So, I have a dataframe (mean_df) with a very messy column with dates. It's messy because it is in this format: 1/1/2018, 1/2/2018, 1/3/2018.... When it should be 01/01/2018, 02/01/2018, 03/01/2018... Not only has the wrong format, but it's ascending by the first day of every month, and then following second day of every month, and so on... So I wrote this code to fix the format:
mean_df["Date"] = mean_df["Date"].astype('datetime64[ns]')
mean_df["Date"] = mean_df["Date"].dt.strftime('%d-%m-%Y')
Then, from displaying this:
It's now showing this (I have to run the same cell 3 times to make it work, it always throws error the first time):
Finally, in the last few hours I've been trying to sort the 'Dates' column, in an ascending way, but it keeps sorting it the wrong way:
mean_df = mean_df.sort_values(by='Date') # I tried this
But this is the output:
As you can see, it is still ascending prioritizing days. Can someone guide me in the right direction? Thank you in advance!
CodePudding user response:
Make it into right format
mean_df["sort_date"] = pd.to_datetime(mean_df["Date"],format = '%d/%m/%Y')

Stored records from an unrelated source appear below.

PR #2334, opened 2024-01-10
Speed up disasm with color

### LINKED ISSUE #2239: Colorizing console output of `disasm` command is slow
The `disasm` command is slow to colorize the output. Coloring is done by disassembling the code three times.

```
$ time disasm 6a095840
   0:    6a 09                    push   0x9
   2:    58                       pop    eax
   3:    40                       inc    eax

real    0m0.867s
user    0m0.137s
sys     0m0.185s

$ time disasm --no-color 6a095840
   0:   6a 09                   push   0x9
   2:   58                      pop    eax
   3:   40                      inc    eax

real    0m0.364s
user    0m0.059s
sys     0m0.114s
```

The code should be disassembled only once.

snarkyyy:
# Pwntools Pull Request

https://github.com/Gallopsled/pwntools/issues/2239

## Testing

I tried it on the example from the issue, other than that I haven't tested yet.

mean_df = mean_df.sort_values(by='sort_date') # Try this now
CodePudding user response:
You should sort the date just after convert it to datetime since dt.strftime
convert datetime to string
mean_df["Date"] = pd.to_datetime(mean_df["Date"], dayfirst=True)

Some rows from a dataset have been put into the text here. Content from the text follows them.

PR #2335, opened 2024-01-10
Improved DynELF address resolutions and symbol lookups

Bl4ck-C4t:
Most changes are centered around not using the leaker function when we can directly read from the ELF object instead (where possible). This especially improves resolving section addresses, even when having an inconsistent leaker function.

Added the Elf64_Rel and Elf32_Rel datatypes (the entries of DT_JMPREL)

Added another way to lookup symbols by using DT_JMPREL when the default way through GNU_HASH fails (as it often does with FULL RELRO binaries).

Also the older `_find_linkmap_assisted(self, path)` was removed as it is no longer needed. `_find_dt(self, tag)` will use the elf object  to resolve tags, if it can, automatically.

This should overall make DynELF more stable, faster and more informative.

### DIFF
--- a/CHANGELOG.md
+++ b/CHANGELOG.md
@@ -80,6 +80,7 @@ The table below shows which release corresponds to each branch, and what date th
 - [#2308][2308] Fix WinExec shellcraft to make sure it's 16 byte aligned
 - [#2279][2279] Make `pwn template` always set context.binary
 - [#2310][2310] Add support to start a process on Windows
+- [#2335][2335] Added lookup optimizations in DynELF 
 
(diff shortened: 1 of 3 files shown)


peace-maker:
Nice, I'm not too familiar with this code, so proper review will take some time. It's a shame we don't have tests for this yet at all :/

Bl4ck-C4t:
Yea I could try adding some, but I only tested it on different 64 bit Elfs for now

Arusekk (approved):

Bl4ck-C4t:
Is there anything else needed for this before it is merged?

Issue #2324, opened 2024-01-02
Only download debug symbols if ELF does not contain them already


peace-maker:
Currently the `libcdb.unstrip_libc` function always looks for debug symbols online and tries to merge them into the libc. This is unnecessary and adding some `ELF.debuginfo` property to know if an ELF contains debug info would help.

sswastik02:
Hi @peace-maker,
I would like to contribute to this project, if this issue is still relevant, I would like to work on it.

Thank you

sswastik02:
Here are my proposed changes for the same,
1. Before seeking debug info online in the [unstrip_libc](https://github.com/Gallopsled/pwntools/blob/14c0d73f89d285717b3d976d5c2eba5965996ae9/pwnlib/libcdb.py#L295) function, include a check for the existence of debug info using [ELF.debuginfo](https://github.com/Gallopsled/pwntools/blob/14c0d73f89d285717b3d976d5c2eba5965996ae9/pwnlib/elf/elf.py#L2013).

Could you please provide clarification on how we could leverage the `ELF.stripped` functionality in this case?
Also, If you agree with the proposed changes, please assign the issue to me for implementation.

Thank you.

peace-maker:
I don't think the .stripped property is useful here. Just checking for debuginfo seems enough.

sswastik02:
Thank you @peace-maker !
Can you also clarify if addressing this requires the creation of additional tests?

peace-maker:
Would be great, but I don't know how when this is fully transparent inside the unstrip function.

sswastik02:
> Would be great, but I don't know how when this is fully transparent inside the unstrip function.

mean_df = mean_df.sort_values(by='Date')
mean_df["Date"] = mean_df["Date"].dt.strftime('%d-%m-%Y')
CodePudding user response:
Here is my sample code.
import pandas as pd
df = pd.DataFrame()
df['Date'] = "1/1/2018, 1/2/2018, 1/3/2018".split(", ")
df['Date1'] = pd.to_datetime(df['Date'], format='%d/%m/%Y')
df['Date2'] = df['Date1'].dt.strftime('%d/%m/%Y')
df.sort_values(by='Date2')
First, I convert Date
to datetime
format. As I observed, you data follows '%d/%m/%Y'
format. If you want to show data in another form, try the following line, for example
df['Date2'] = df['Date1'].dt.strftime('%d/%m/%Y')